Following a few years of operators tripping over themselves to expand U.S. oil and natural gas leaseholds, last year they were focused more on developing resources in hand rather than dealmaking, according to Deloitte Center for Energy Solutions.

"The prior three years saw a surge in merger and acquisition (M&A) activity as the industry focused on expanding acreage and drilling rights to capitalize on high oil prices, pursuing emerging unconventional shale plays and evaluating oilsands prospects," said Deloitte Vice Chairman John England, who leads U.S. the oil and gas practice. Deloitte on Tuesday issued its annual report on M&A activity.

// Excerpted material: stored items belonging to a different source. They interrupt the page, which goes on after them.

PR #474, opened 2018-12-13
Autofind VODs

glacials:
Add the ability to automatically find and associate VODs of runs based on start/end timestamps included in LiveSplit splits. This is done automatically when possible on upload, but also adds a button for it to the run edit page.


app/models/run.rb
```diff
@@ -163,6 +163,30 @@ def publish_aging
...
+    Twitch::Videos.recent(user.twitch.twitch_id).each do |vod|
+      match = /^((\d+)h)?((\d+)m)?((\d+)s)?$/.match(vod['duration'])
+      hours   = match[2].to_i.hours
+      minutes = match[4].to_i.minutes
+      seconds = match[6].to_i.seconds
+
+      vod_start = DateTime.parse(vod['created_at'])
+      vod_end   = vod_start + hours + minutes + seconds
+
+      if vod_start - 2.hours < pb.started_at && pb.ended_at < vod_end + 2.hours
```
glacials: In practice I found videos up to 90 minutes and 30 seconds "off" from the times recorded in the runs, and I don't know why.

lib/parser/livesplit_core_parser.rb
```diff
@@ -69,12 +69,15 @@ def self.parse(run, fast: false)
...
 
         run_object[:history] << {
-          attempt_number: attempt_id,
+          attempt_number:       attempt_id,
+          realtime_duration_ms: time.real_time.try(:total_seconds).try(:*, 1000) || 0,
           gametime_duration_ms: time.game_time.try(:total_seconds).try(:*, 1000) || 0,
-          realtime_duration_ms: time.real_time.try(:total_seconds).try(:*, 1000) || 0
+
+          started_at: attempt.started && DateTime.parse(attempt.started.to_rfc3339),
+          ended_at:   attempt.ended   && DateTime.parse(attempt.ended.to_rfc3339)
```
CryZe: Both .started and .ended unlike the other methods return owned objects that you need to manage yourself. Or at least the GC will have to, but I'm not sure if we ever confirmed the GC integration works. So you probably want to call .dispose on what is being returned from them. (The general rule is that you need to call dispose on anything that doesn't have a Ref or RefMut postfix: https://livesplit.org/livesplit-core/classes/attemptref.html#started )

jhobz:
Relevant (dead) project that might aide in some knowledge: https://github.com/Dalet/run-highlighter. Hasn't been updated since the revamp to the highlight system, so likely none of that stuff is useful, but it used to auto-search VODs based on splits and that part might be good to look at.

glacials:
cc @Dalet!

Dalet:
*(I have not read the source code)*

As long as the attempt's timestamps were synchronized via NTP (indicated by `isStartedSynced` and `isEndedSynced` attribute on the `<Attempt>` element in the LiveSplit splits file), it should be good.
The computer clock is unfortunately unreliable, even if Windows synchronizes periodically, it isn't enough.

I've never seen an error over 30 seconds with a synchronized timestamp, it's usually accurate within 10 seconds. I assume it varies depending on how well synchronized Twitch's servers clocks are.

Also, if you didn't know: if you link to a Twitch highlighter page, you can select a segment automatically with `start`, `end` and `title` parameters in the query string. The Run Highlighter add-on isn't required anymore.

glacials:
@Dalet Thank you for the tips! I'll look at adding links to highlight after this.

lib/twitch.rb
```diff
@@ -41,21 +41,34 @@ def get(id, cursor)
...
+      JSON.parse(get(id))['data']
+    end
+
+    class << self
+      def get(id)
+        route(id).get(Twitch.headers)
+      end
+
+      def route(id)
+        Twitch.route["/videos?user_id=#{id}"]
```
Dalet: Only archive videos should be searched. The timestamp on highlights indicates when the highlight was saved, not when it was recorded.

glacials: Ohhh dang, that would explain why I thought it was 90 minutes off. I guess that's how long it takes me to highlight my PBs after the stream :O 

Until now I was actually planning on changing this to search only highlights, because even if an archive is found it will expire eventually. So it sounds like this feature is mostly useless as-is, since archives aren't good enough and highlights can't be found accurately. So I think I should add the highlight link to this branch.

jhobz:
How does this feature handle it if someone clicks the button but the archive has already expired? The default is 14 days for most users, 60 days for affiliates, partners, and Twitch Prime users. I'm guessing they just get sent to an error page on Twitch? Should there maybe be a button next to "Save" that says something along the lines of "Didn't work?" and informs people about the archive expiration?

glacials:
@jhobz The button goes away after 60 days regardless of your user type. I'm hardcoding 60 days rather than looking up your user type and choosing between 14 and 60 because the code is much simpler and I don't have to deal with edge cases where you change user types after we've already found the stream.

So if you're not a Twitch Prime user, affiliate, or partner, after 14 days and before 60 the button will take you the https://www.twitch.tv/manager page (Twitch forwards here rather than erroring). This will be confusing, maybe making you think Splits I/O's "auto-highlight" feature actually is just a dumb link to Twitch that doesn't do anything.

I think the likelihood of this happening is low enough that the trade-off for code simplicity is worth it right now. You have to
1. opt not to use the button for 14 days
2. return to your splits after 14 days and before 60 days
3. finally press the button after 14 days of not pressing it
4. not have Twitch Prime
5. stream your runs
6. not be affiliated or partnered

If we get a lot of confusion or complaints about this, or if the feature is very successful and we want to add polish, then we can revisit! I'm also open to the idea of hardcoding 14 days, which would reduce confusion at the cost of exposure to the feature. Ideally in the future we already have this information about Twitch user types onhand and up-to-date in our database and can check it easily.

app/models/highlight_suggestion.rb
```diff
@@ -0,0 +1,68 @@
...
+    Twitch::Videos.recent(run.user.twitch.twitch_id).each do |video|
+      match = /^((\d+)h)?((\d+)m)?((\d+)s)?$/.match(video['duration'])
+      hours   = match[2].to_i.hours
+      minutes = match[4].to_i.minutes
+      seconds = match[6].to_i.seconds
+
+      video_start = DateTime.parse(video['created_at'])
+      video_end   = video_start + hours + minutes + seconds
+
+      next unless video['type'] == 'archive'
```
BatedUrGonnaDie: Instead of getting all videos, why not just select that we only want archives from helix?  The `type` parameter will accept `archive` which should get rid of uploads and highlights.

lib/twitch.rb
```diff
@@ -41,21 +41,34 @@ def get(id, cursor)
...
 
       def route(id, cursor)
-        User.route(id)["/follows/channels?limit=100&cursor=#{cursor}"]
+        Twitch.route["/users/follows?from_id=#{id}&after=#{cursor}"]
+      end
+    end
+  end
+
+  module Videos
+    def self.recent(id, limit: 10)
```
BatedUrGonnaDie: Limit is not actually passed into anything.

app/models/highlight_suggestion.rb
```diff
@@ -0,0 +1,68 @@
...
+    return '-' if milliseconds.nil?
+    time = explode_ms(milliseconds)
+
+    return format('%02d:%02d:%02d.%03d', time[:h], time[:m], time[:s], time[:ms]) if precise
+    format('%02d:%02d:%02d', time[:h], time[:m], time[:s])
+  end
+
+  # explode_ms returns a hash with the components of the given duration separated out. The returned hash is guaranteed
+  # to be ordered by component size descending (hours before minutes, etc.).
+  def explode_ms(total_milliseconds)
```
BatedUrGonnaDie: Same as above.

app/models/run.rb
```diff
@@ -24,6 +24,7 @@ class Run < ApplicationRecord
   # dependent: :delete_all requires there be no child records that need to be deleted
   # If RunHistory is changed to have child records, change this back to just :destroy
   has_many :histories, class_name: 'RunHistory', dependent: :delete_all
+  has_one :highlight_suggestion
```
BatedUrGonnaDie: Is there any merit into also associating this to a user directly?

lib/parser/livesplit_core_parser.rb
BatedUrGonnaDie: This should also be addressed just in case so we're not leaking memory.

jhobz:
Oh yeah I understand the reason for hardcoding the time range; totally agree with that. What I'm wondering is should there be a simple UX flow for if someone does indeed manage to fall into that situation where they are sent to the manager for a VOD that doesn't exist. That way if the user is confused as to why there's a button but they weren't able to highlight it, they can get a simple message about what happened.

ex:
splitsiohighlightex
and clicking that button would simply display a message explaining what likely happened (it could even hide the button, if you wanted, although that could bring some issues of its own too).

app/views/runs/_title.slim
```diff
@@ -72,3 +73,36 @@ h5
...
+  .btn-group.mr-2 role='group' aria={label: 'Calls to action'}
+    - if run.belongs_to?(current_user) && run.video_url.nil? && run.highlight_suggestion.present?
+      a.btn.btn-twitch.tip-top(
+        href='#'
+        data={toggle: :modal, target: '#highlight'}
+        title='Using the timestamps in your splits, we automatically found the stream you PBed in. Click to learn more.'
+      )
+        => icon('fab', 'twitch')
+        span Auto-Highlight Possible
+- if run.belongs_to?(current_user) && run.video_url.nil? && run.highlight_suggestion.present?
```
BatedUrGonnaDie: Maybe add in a little info bubble here about video storage durations if you don't wanna go ahead with any of the other things?

app/models/highlight_suggestion.rb
BatedUrGonnaDie: I bet I typed in my comment and forgot to actually hit the comment button.

I was saying is there a way to make this and the `format_ms` functions in such a way that the model and views would be able to access them, like a class method on the `Run` model or something?  It seems hacky to have the methods defined the exact same way in 2 different places because it will probably come back to bite someone at some point.

app/models/run.rb
BatedUrGonnaDie: Yeah, it was just something that I was thinking of, not really a huge issue at this exact moment.

app/models/highlight_suggestion.rb
glacials: Yeah I struggled with this. Class methods on `Run` is probably good enough. It just feels like `format_ms` is 100% a view-oriented function, so it should go in a helper. But here we are in a model performing the exact same thing just so we can pass this string to Twitch.

Putting it on a model would work, but it would be admitting defeat and having the source of truth for a view-related function be in a model :( but I think you're right overall, that's not as big a deal as duplicating the function.

 If only ActiveSupport::Duration supported sub-seconds. Maybe long-term we should make our own duration model or gem.

lib/parser/livesplit_core_parser.rb
```diff
@@ -69,14 +69,20 @@ def self.parse(run, fast: false)
...
         }
 
+        # See https://github.com/glacials/splits-io/pull/474/files#r241242051
+        [attempt.started, attempt.ended].compact.each(&:dispose)
```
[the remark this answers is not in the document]
CryZe: No, Attempt::started() and Attempt::ended() are both methods that create new owned objects that you need to manage, as indicated by their return values not being Ref / RefMut https://livesplit.org/livesplit-core/classes/attemptref.html#started

app/controllers/runs_controller.rb
```diff
@@ -83,7 +83,7 @@ def update
 
     if params[@run.id36][:video_url]
       if @run.update(video_url: params[@run.id36][:video_url])
-        redirect_to edit_run_path(@run), notice: 'Proof saved.'
+        redirect_back(fallback_location: edit_run_path(@run), notice: 'Video saved! 📹')
```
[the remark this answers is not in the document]
glacials: I think we should just leave them around to get cleaned up later. I don't see any advantage to introducing more code to clean them up sooner. 

From the user perspective, it doesn't really matter since the "Auto-Highlight Possible" button hides when there's a video URL present on the run. The only difference is whether it appears again if you later clear the video URL, which I don't think is really a big deal either way. So let's go with the simpler code option.

lib/twitch.rb
```diff
@@ -41,21 +41,36 @@ def get(id, cursor)
...
+      JSON.parse(get(id, type))['data']
+    end
+
+    class << self
+      def get(id, type)
+        route(id, type).get(Twitch.headers)
+      end
+
+      def route(id, type)
+        return Twitch.route["/videos?user_id=#{id}&type=#{type}"]
```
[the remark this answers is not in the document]
glacials: lol somehow I always forget about pagination. Thanks for bringing this up, did some googling and was able to adapt this into a lazy Enumerator, so we still get a clean interface but don't have to make more API calls than necessary.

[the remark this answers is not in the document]
BatedUrGonnaDie: To be fair I didn't catch the pagination until it started being a problem for me XD

Also that lazy enumerator is super cool, good to know for the future.

BatedUrGonnaDie:
Looks nice and flows well (at least it does to me).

"In 2013, many producers focused on developing properties acquired in previous years -- namely, on streamlining operations and maximizing returns on assets,” he said. “This emphasis on development and organic growth contributed to a drop in both deal values and the total number of deals completed."

Worldwide, the oil and gas sector's deal values in 2013 fell 41% to $205 billion from 2012's $349 billion. There also were 119 fewer deals last year, according to the latest annual report.

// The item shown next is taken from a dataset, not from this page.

PR #479, opened 2018-12-29
Combine segment related graphs together

BatedUrGonnaDie:
- Changes reset graph from pie to column chart, and then combine this new graph with the old pb and segment history graphs.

Deloitte's findings mesh with those of other M&A tallies for 2013. IHS Inc. reported that U.S. upstream transactions last year were smaller and more conventional -- versus unconventional (see Daily GPI, Jan. 3). Transaction experts PLS Inc. and Derrick Petroleum Services reported in January that the domestic land grab was substantially over as operators turned to funding scale and efficiency (see Shale Daily, Jan. 13). PwC on Thursday is scheduled to report its findings on last year's M&A activity.

Even with better prospects for liquefied natural gas exports, a revitalized petrochemicals industry, rising use of natural gas for transportation/power generation, and a higher manufacturing demand, U.S. producers seemed willing to maintain assets last year in hopes that commodity prices would rise, said England.

"The United States and Canada were the center of deal activity in 2013, accounting for 64% of all transactions. Many of the largest deals were strategic and enabled companies to increase their exposure to unconventional plays." Foreign investors, however, "seemed to be taking a pause during 2013."

Last year the oilfield services sector was affected by cost containment efforts by producers, with many more focused on reducing development costs.

"In 2013, the oilfield services sector deal values were down, but the number of transactions rose, which could indicate the sector may be ripe for consolidation, especially of smaller companies and those with specific technologies," said England. "Private equity also showed an interest in this sector."

Deal activity was dominated by the exploration and production sector, but the largest deal in 2013 was Royal Dutch Shell plc's $6.7 billion purchase of many Repsol SA midstream assets, according to Deloitte.

"As we move into 2014, deal activity could shift from the upstream sector to midstream infrastructure and downstream operations," said England.